Ante la consulta sobre si se toma dimensión de la magnitud que significa que la final de la Copa Libertadores se defina con el superclásico, Gustavo fue directo una vez más: "Para nosotros la magnitud que tiene es que estamos en una final y la queremos ganar."

Además de aclarar que habló con su hermano una vez que terminó el choque con Palmeiras, evaluó el desarrollo: "A lo largo de la serie, que fue pareja, quizá la diferencia que marcamos en Buenos Aires acá la defendimos bien. Es un mérito muy grande haber llegado a la final, haber eliminado a los rivales que nos tocaron. Palmeiras es un equipo bárbaro, que tiene un montón de variantes en ofensiva y que por momentos nos llevó a jugar a una zona del terreno donde no queríamos. Por momentos el rival arriesgó lo que debía arriesgar porque necesitaba hacer goles, sobre todo después del 1 a 0 nuestro. Pero al equipo lo vi bien, bien parado."

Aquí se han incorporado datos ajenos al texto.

PR #3797, opened 2022-04-13
Dependency bump 2022-04-19

Jimbo4350:


MarcFontaine (approved):
LGTM

nc6 (approved):

cardano-api/gen/Gen/Cardano/Api.hs
```diff
@@ -83,19 +87,23 @@ genExUnits = do
...
-genCostModel :: Range Int -> Gen Text -> Gen Integer -> Gen Alonzo.CostModel
-genCostModel r gt gi = do
-  map' <- Gen.map r ((,) <$> gt <*> gi)
-  return $ Alonzo.CostModel map'
+genCostModels :: Gen Alonzo.CostModels
+genCostModels = do
+  CostModel cModel <- genCostModel
+  lang <- genLanguage
+  case Alonzo.mkCostModel lang cModel of
+    Left err -> panic . Text.pack $ "genCostModels: " <> err
```
newhoggy, line 95: Are we sure this case never happens?

cardano-api/src/Cardano/Api/TxBody.hs
```diff
@@ -2244,12 +2244,13 @@ fromLedgerTxTotalCollateral era txbody =
   case totalAndReturnCollateralSupportedInEra $ shelleyBasedToCardanoEra era of
     Nothing -> TxTotalCollateralNone
     Just supp ->
-      let totColl = obtainTotalCollateralHasFieldConstraint supp $ getField @"totalCollateral" txbody
-      in TxTotalCollateral supp $ fromShelleyLovelace totColl
+      case obtainTotalCollateralHasFieldConstraint supp $ getField @"totalCollateral" txbody of
+        SNothing ->TxTotalCollateralNone
```
newhoggy, line 2248: Need space after `->`

JaredCorduan (approved):
LGTM!

newhoggy (approved):

cardano-api/gen/Gen/Cardano/Api.hs
Jimbo4350: We're not, it depends on `mkEvaluationContext` but: https://input-output-rnd.slack.com/archives/C21UF2WVC/p1649876509637199

It currently returns nothing so for now we just panic. When the plutus team gives more debugging info we can improve.

PR #3803, opened 2022-04-19
Babbage functionality integration in cardano api Part 1

Jimbo4350:


cardano-api/src/Cardano/Api/Fees.hs
```diff
@@ -1039,12 +1080,17 @@ calculateMinimumUTxO era txout@(TxOut _ v _ _) pparams' =
...
-        Just (Lovelace costPerWord) -> do
-          Right . lovelaceToValue
-            $ Lovelace (Alonzo.utxoEntrySize (toShelleyTxOutAny era txout) * costPerWord)
-        Nothing -> Left PParamsUTxOCostPerWordMissing
-    ShelleyBasedEraBabbage -> error "TODO: Babbage"
+      let lTxOut = toShelleyTxOutAny era txout
+          babPParams = toAlonzoPParams pparams'
+          minUTxO = Shelley.evaluateMinLovelaceOutput babPParams lTxOut
+          val = lovelaceToValue $ fromShelleyLovelace minUTxO
+      in Right val
```
newhoggy, line 1087: I notice that this changed and that the new version doesn't fail.  What's the story here?

cardano-api/src/Cardano/Api/TxBody.hs
```diff
@@ -528,56 +531,55 @@ txOutToJsonValue era (TxOut addr val dat refScript) =
...
+        , "referenceScript" .= refScriptJsonVal refScript
         ]
  where
-   datHashJsonVal :: TxOutDatum ctx era -> Maybe Aeson.Pair
+   datHashJsonVal :: TxOutDatum ctx era -> Aeson.Pair
    datHashJsonVal d =
      case d of
-       TxOutDatumNone -> Nothing
+       TxOutDatumNone ->
+         "datumhash" .= Aeson.Null
```
newhoggy, line 554: Behavioural change where absence maps to `field = null` rather than absence of field.  Is this intended?

newhoggy (approved):

cardano-api/src/Cardano/Api/Fees.hs
Jimbo4350: The ledger provides an instance called `CLI` with a function `evaluateMinLovelaceOutput`. I think after I implemented the logic manually here they created that class that duplicates the logic.

cardano-api/src/Cardano/Api/TxBody.hs
Jimbo4350: Yeah the JSON instances were a pain to get round tripping. I opted for `Null` instead to make it simpler. Even then this needs to be revisited and refactored because its too complicated.

Jimbo4350:
bors merge

PR #3810, opened 2022-04-21
Vasil cardano-cli update

Jimbo4350:
Add the following options to the `build` and `build-raw` command:
- `--tx-out-inline-datum` - specify an inline datum in a tx output
- `--tx-in-reference` - specify a reference tx input
- `--reference-script-file` - specify a reference script
- `--tx-out-return-collateral` - specify a return collateral tx out
- `--tx-total-collateral` - specify the total collateral that will be collected in the event of a Plutus script failure


newhoggy (approved):

Jimbo4350:
bors merge

PR #3812, opened 2022-04-21
Benchmarking: forgestress

deepfire:
1. Log analysis has been rewritten as a composition of orthogonal chunks -- micro-ops, with clear inputs and outputs
2. The workbench log output has been clarified
3. Log analysis filters are now specified by profiles
4. Profiles now provide run-time expectations to the workbench -- informed by shutdown slot and tx workload
5. The workbench now enforces the above run-time expectations on the `fixed` scenario profiles (time-bounded)
6. Log analysis can now be requested for runs
7. Runs can be iterated (only makes sense for `fixed` scenario profiles)
8. Genesis handling has been properly moved
9. The profile structure has been cleaned up a lot
10. More intermediate computed values are now specified as part of profile output
11. Log analysis now emits separate components that are easier to use for reports


mgmeier (approved):

deepfire:
This has passed CI on the previous run, so merging directly.

PR #3829, opened 2022-04-30
Use append flag on tee command to prevent it from overwriting the pre…

merkeld:
My nix build failed because the second tee command overwrote the enabling of the flage features. Adding the flag "-a" prevents this.


olgahryniuk (approved):

newhoggy:
It appears that the fixes have already been independently applied by https://github.com/input-output-hk/cardano-node/pull/4613

Thanks for the contribution!

PR #3847, opened 2022-05-09
Generate a cost model basing on the language version.

ghost:
Fixes the `genCostModels` function by generating cost models basing on the language version instead of using `defaultCostModelParams` which is default only for plutusV2 (with 170 params) while plutusV1 has 166 params.


koslambrou:
@Jimbo4350

PR #3852, opened 2022-05-10
cardano-tracer: init RTView

denisshevchenko:
This is pre-MVP for RTView.


deepfire (approved):
Excellent, thank you Denis!

deepfire:
bors r_

PR #3861, opened 2022-05-14
Updated docker-compose.yml with latest versions & added CARDANO_NODE_SOCKET_PATH

os11k:
Updated docker-compose.yml with latest versions(1.34.1) for cardano-node & cardano-submit-api, additionally added variable CARDANO_NODE_SOCKET_PATH, so we can run now:

`docker exec -ti cardano-node-iog_cardano-node_1 /usr/local/bin/cardano-cli query tip --testnet-magic 1097911063`

### DIFF
--- a/docker-compose.yml
+++ b/docker-compose.yml
@@ -2,7 +2,7 @@ version: "3.5"
 
 services:
   cardano-node:
-    image: inputoutput/cardano-node:${CARDANO_NODE_VERSION:-1.34.1}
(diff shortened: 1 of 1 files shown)


os11k:
Hi! Any updates? I think it is quite good idea to have CARDANO_NODE_SOCKET_PATH env set out of the box, so we can query tip, just after docker-compose up, without setting any additional variables...

os11k:
Added one more change for mounting /data/db as folder on host, so we can copy existing DB to that folder and no need to wait to sync via internet, might be quite useful.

Por último, analizó el transitar del xeneize en esta Copa: "Boca es un club con mucha historia, grande, y que obliga siempre a tener la iniciativa en los partidos. Y para eso, uno tiene que pensar en uno mismo. Después, siempre hay un rival y uno tiene que saber contra qué juega. Pero lo importante fue que siempre fuimos Boca. A lo largo de la Copa, Boca ha estado a la altura de las circunstancias en todos los partidos que nos tocó jugar. Nos tocó perder con Palmeiras en Buenos Aires, en la fase de grupos, pero siempre a donde fuimos nos sentimos bien y sabiendo a qué jugamos."

Su breve protagonismo excluyente culminó. En la primera final, será otra vez Guillermo quien retome sus tareas habituales. Y Gustavo volverá a su lugar, bien cerca de su hermano y dando indicaciones con voz firme y convicción.